[Study material]

PR #462, opened 2026-08-26
Add GLM-5.3-Flash on OpenCode Go

mirucon:
## Summary

- replace OpenCode Go's withdrawn `ox-alpha-free` route with `glm-5.3-flash`
- migrate both `opencode-go/ox-alpha` and the older curated `opencode-go/ox-alpha-free` slug to the named route
- preserve the preview's measured low/high/max effort normalization and update discovery, picker, docs, and regression coverage
- publish OpenCode Go's provider-served 1,000,000-token context rather than the base model's 1,048,576 architectural maximum
- auto-compact Flash conservatively at 400,000 after large live Codex histories exposed repeatable empty completions below the generic 850,000 threshold

The 1,000,000 value remains catalog truth. The 400,000 compaction limit is an operational guard, not a claim that the provider's advertised context is smaller.

## Verification

- live smoke: `opencode-go/glm-5.3-flash` returned HTTP 200 and the expected marker
- public catalog audit: OpenCode Go reports 1,000,000 context and 131,072 output; the released Z.ai model config independently reports the 1,048,576 base-model maximum
- compaction regression: asserts the 400,000 guard while preserving more than the full output allowance
- `npm run check`: passed
- post-operational-correction focused registry/catalog suite: 116 passed
- post-operational-correction expanded discovery, control, configuration, registry, catalog, alias, and user-model suite: 197 passed
- earlier broader focused discovery, registry, alias, routing, control, and user-model tests: 232 passed, 2 platform-specific skips
- earlier full suite: 2,446 passed, 73 skipped, 7 unrelated Windows/environment failures (desktop panel, two legacy migration fixtures, three symlink-restricted packaged-install fixtures, and one tray-service fixture)

Authenticated OpenCode discovery reports `glm-5.3-flash` registered and no unavailable registered IDs.


duolahypercho (approved):
Maintainer verification: this is the preferred GLM-5.3-Flash migration. It removes the withdrawn OpenCode Go route, preserves both historical slug aliases, retains the measured low/high/max effort normalization and image support, and keeps a conservative 400K compaction guard with the full output reserve. Live HTTP 200 evidence and all GitHub CI are green; fresh isolated npm run check and the 186-test focused registry/discovery/control/routing/user-model suite passed.

PR #463, opened 2026-08-26
test: isolate model discovery from user overlays

slegarraga:
## Summary

- isolate `MODEL_ROUTER_USER_MODELS` before importing the checked-in registry in the discovery test file
- keep fixture comparisons deterministic for developers who have locally curated models
- restore the inherited environment and remove the temporary state after the test file finishes

## Reproduction

With locally curated OpenCode Go models present, `test/model-discovery.test.mjs` previously failed two assertions because both the parent test process and its discovery subprocesses loaded the developer's real `user-models.json`. Pointing the overlay at an empty temporary file made all 15 tests pass.

The override now happens before `model-registry.mjs` is imported, so the file consistently compares fixtures against the checked-in registry.

## Validation

- `npm run check`
- `node --test test/model-discovery.test.mjs test/state-owner.test.mjs` (26 passed)
- `node --test --test-reporter=dot test/*.test.mjs` (exit 0)

### DIFF
--- a/test/model-discovery.test.mjs
+++ b/test/model-discovery.test.mjs
@@ -3,10 +3,23 @@ import { execFileSync } from "node:child_process";
 import { mkdtempSync, rmSync, writeFileSync } from "node:fs";
 import os from "node:os";
 import path from "node:path";
-import test from "node:test";
+import test, { after } from "node:test";
 import { fileURLToPath } from "node:url";
 
 const root = path.resolve(path.dirname(fileURLToPath(import.meta.url)), "..");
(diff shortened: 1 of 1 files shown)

[/Study material]

Task objective: Without leaving anything out, transcribe the records above exactly.

Answer to this problem:
PR #462, opened 2026-08-26
Add GLM-5.3-Flash on OpenCode Go

mirucon:
## Summary

- replace OpenCode Go's withdrawn `ox-alpha-free` route with `glm-5.3-flash`
- migrate both `opencode-go/ox-alpha` and the older curated `opencode-go/ox-alpha-free` slug to the named route
- preserve the preview's measured low/high/max effort normalization and update discovery, picker, docs, and regression coverage
- publish OpenCode Go's provider-served 1,000,000-token context rather than the base model's 1,048,576 architectural maximum
- auto-compact Flash conservatively at 400,000 after large live Codex histories exposed repeatable empty completions below the generic 850,000 threshold

The 1,000,000 value remains catalog truth. The 400,000 compaction limit is an operational guard, not a claim that the provider's advertised context is smaller.

## Verification

- live smoke: `opencode-go/glm-5.3-flash` returned HTTP 200 and the expected marker
- public catalog audit: OpenCode Go reports 1,000,000 context and 131,072 output; the released Z.ai model config independently reports the 1,048,576 base-model maximum
- compaction regression: asserts the 400,000 guard while preserving more than the full output allowance
- `npm run check`: passed
- post-operational-correction focused registry/catalog suite: 116 passed
- post-operational-correction expanded discovery, control, configuration, registry, catalog, alias, and user-model suite: 197 passed
- earlier broader focused discovery, registry, alias, routing, control, and user-model tests: 232 passed, 2 platform-specific skips
- earlier full suite: 2,446 passed, 73 skipped, 7 unrelated Windows/environment failures (desktop panel, two legacy migration fixtures, three symlink-restricted packaged-install fixtures, and one tray-service fixture)

Authenticated OpenCode discovery reports `glm-5.3-flash` registered and no unavailable registered IDs.


duolahypercho (approved):
Maintainer verification: this is the preferred GLM-5.3-Flash migration. It removes the withdrawn OpenCode Go route, preserves both historical slug aliases, retains the measured low/high/max effort normalization and image support, and keeps a conservative 400K compaction guard with the full output reserve. Live HTTP 200 evidence and all GitHub CI are green; fresh isolated npm run check and the 186-test focused registry/discovery/control/routing/user-model suite passed.

PR #463, opened 2026-08-26
test: isolate model discovery from user overlays

slegarraga:
## Summary

- isolate `MODEL_ROUTER_USER_MODELS` before importing the checked-in registry in the discovery test file
- keep fixture comparisons deterministic for developers who have locally curated models
- restore the inherited environment and remove the temporary state after the test file finishes

## Reproduction

With locally curated OpenCode Go models present, `test/model-discovery.test.mjs` previously failed two assertions because both the parent test process and its discovery subprocesses loaded the developer's real `user-models.json`. Pointing the overlay at an empty temporary file made all 15 tests pass.

The override now happens before `model-registry.mjs` is imported, so the file consistently compares fixtures against the checked-in registry.

## Validation

- `npm run check`
- `node --test test/model-discovery.test.mjs test/state-owner.test.mjs` (26 passed)
- `node --test --test-reporter=dot test/*.test.mjs` (exit 0)

### DIFF
--- a/test/model-discovery.test.mjs
+++ b/test/model-discovery.test.mjs
@@ -3,10 +3,23 @@ import { execFileSync } from "node:child_process";
 import { mkdtempSync, rmSync, writeFileSync } from "node:fs";
 import os from "node:os";
 import path from "node:path";
-import test from "node:test";
+import test, { after } from "node:test";
 import { fileURLToPath } from "node:url";
 
 const root = path.resolve(path.dirname(fileURLToPath(import.meta.url)), "..");
(diff shortened: 1 of 1 files shown)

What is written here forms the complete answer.